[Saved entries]
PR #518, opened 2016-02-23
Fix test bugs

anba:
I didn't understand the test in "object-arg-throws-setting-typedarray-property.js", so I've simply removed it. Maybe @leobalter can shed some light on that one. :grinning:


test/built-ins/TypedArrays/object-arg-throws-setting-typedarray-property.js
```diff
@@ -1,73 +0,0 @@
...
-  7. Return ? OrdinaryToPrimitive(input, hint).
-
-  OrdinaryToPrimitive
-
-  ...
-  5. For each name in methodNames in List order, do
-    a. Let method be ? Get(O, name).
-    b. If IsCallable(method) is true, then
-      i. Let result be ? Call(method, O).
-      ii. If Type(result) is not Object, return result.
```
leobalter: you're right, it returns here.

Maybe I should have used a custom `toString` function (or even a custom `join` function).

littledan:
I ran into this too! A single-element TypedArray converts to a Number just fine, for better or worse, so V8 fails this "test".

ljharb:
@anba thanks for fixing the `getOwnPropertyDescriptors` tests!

WHAT NEEDS TO BE DONE
Scan the entries for the string "setting" and report only how many lines contain it.

EXERCISE RESPONSE
2